What’s on TV Saturday: Movies About the Moon Landing – The New York Times
What’s on TV
FIRST MAN (2018) 8 p.m. on HBO; stream on HBO platforms. While this Oscar-winning drama about Neil Armstrong touches on the space race and the political issues the moon landing raised at home, it focuses on the personal and professional setbacks Armstrong overcame before taking that small step in 1969. “Feelings are the film’s fuel,” A.O. Scott wrote in his New York Times review. “Like some of the ancient epics ‘First Man’ is primarily a character study, a space odyssey with a diffident and enigmatic Ulysses at its center.” Ryan Gosling, collaborating with “La La Land” director Damien Chazelle for the second time, portrays the astronaut in the years leading up to the Apollo 11 launch. The screenplay draws from James R. Hansen’s biography and contrasts Armstrong’s reserved, hard-to-read temperament with the larger-than-life job he has shouldered. We watch as he and his wife (Claire Foy) grieve over the loss of their daughter, prepare for the launch and wrestle with the fact that Armstrong could go down in history as the first man to walk on the moon — or perish in outer space.

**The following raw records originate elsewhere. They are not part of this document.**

PR #458, opened 2022-01-21
Change unicast connection of DHCPv4 client as a raw socket

yaocw2020:
If the network manager in the operating system uses DHCP to obtain an IP
for the network card, it will occupy the DHCP client port. In this case
the release function will fail because the unicast connection with UDP
socket need the same port. Use a raw udp socket instead of a datagram
udp socket to solve it.

Signed-off-by: yaocw2020 <yaocanwu@gmail.com>


yaocw2020:
@pmazzini  Could you help review this pr? Moreover, are the unit tests mandatory? It seems hard to add the unit tests for the arp request in this testing environment.

yaocw2020:
@insomniacslk @pmazzini @hugelgupf Could you help review this pr? By the way, there is something abnormal about the integration-tests(dhcpv6)

PR #459, opened 2022-01-21
remove client4/client6 and anything using them

rminnich:
Remove long-deprecated client4/client6 packages that no longer build
on bsd or darwin. This is a long-standing problem.

Remove all things depending on them, which have no users we know of.

Signed-off-by: Ronald G. Minnich <rminnich@gmail.com>


insomniacslk:
CC @tfg13 - we only depend on it for OSF. This should be migrated to nclient{6,4}; tested through our OSF pipeline; released to our customers; and once confirmed that it's working well it can be merged. Also CC @bigvalen as the owner of our internal code that uses this. I can help with the above steps if needed

pmazzini:
Related https://github.com/pinterest/bender/pull/39

pmazzini:
For awareness, the `netboot` package being removed here is used in `r-root`.

https://github.com/u-root/u-root/blob/main/cmds/boot/fbnetboot/main.go#L28

insomniacslk:
if nothing is using it, and client{4,6} are the old and deprecated ones, yes, I think netboot should go

pmazzini:
The `netboot` package is used at least by `lol2`.

insomniacslk:
ack. @rminnich see above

APOLLO: THE FORGOTTEN FILMS (2019) 8 p.m. on Discovery. While “First Man” has been praised as a stunning reimagining of the liftoff, this new documentary compiles archival footage of the real deal. Apollo engineers and astronauts provide a minute-by-minute narration of that long-awaited moment, while awe-inspiring, slow-motion clips capture the spaceship as it shot up toward the sky. A similar documentary, MOON LANDING LIVE, airs at 9 p.m. on BBC America. And a one-hour Discovery special, CONFESSIONS FROM SPACE: APOLLO, featuring interviews with astronauts Buzz Aldrin and Michael Collins, follows at 10 p.m.
What’s Streaming
THE MARS GENERATION (2017) Stream on Netflix. While the titles above retrace history, this documentary looks to the future: It follows a group of teenagers at NASA’s space camp who dream of one day traveling to Mars. While the youngsters share their ambitions, scientists and astronauts — including Neil deGrasse Tyson and Bill Nye — argue that for aspiring explorers to achieve their version of the moon landing, they need all the support they can get.